A don’t-miss moment comes in the form of an Asian-influenced dish of raw bonito dressed with an admirably balanced blend of ginger vinegar and light soy and mixed with slices of several kinds of radish, including the cheery watermelon variety, red on the inside. The whole lot’s topped with sheets of crisp Korean laver, the uneven, crisp seaweed sheets full of toasty sesame flavour.

There’s an excellent offal salad with a roster of good stuff (stuffed, rolled, crumbed and fried hock, grilled tongue, fried cockscombs or pig’s ears) arranged around a tangily dressed herb salad, or New Zealand diamond-shell clams shucked and mixed with a béchamel-like sauce flavoured with cayenne and mace before being put back in the shell, crumbed and baked. Then there’s grilled scampi basted with crème fraîche that’s been seasoned with lemon zest and white pepper, the best part being the brain: it melts under the heat of the grill and blends with the crème fraîche into a beautifully textured flavour bomb.

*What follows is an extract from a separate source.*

PR #365, opened 2020-11-08
Optimise unification scripts for Rhino

MaxNeedsSnacks:
This mostly gets rid of the Java stream calls in `getPreferredItemInTag` and slightly optimises the `compareIndices` method so it doesn't loop through the list twice like it currently does.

An ever-changing five-strong cheese list that favours the northern hemisphere (Ossau-Iraty from France sits alongside Perl Las, a blue cow’s milk number from Wales) joins a small list of desserts that includes an excellent tart filled with crème pâtissière and lemon curd and topped with caramelised figs and wild blackberries. There’s also a deconstructed pavlova-type beauty in the mix, its meringue perfectly poised between crisp and chewy, with apricot and yoghurt.

Cumulus Up may not have the game-changing feel that its downstairs sibling had when it opened, but it does exude a confidence and poise that’s remarkable in one so young, even with its enviable genes. And it pushes some food and design boundaries in a way that will make it an influential and emulated player on Melbourne’s bar and restaurant scenes. Walking past the door of Cumulus Inc. and heading up the stairs instead may feel a little strange at first, but once ensconced in the dark and moody world of Cumulus Up, you won’t feel you’re missing a thing.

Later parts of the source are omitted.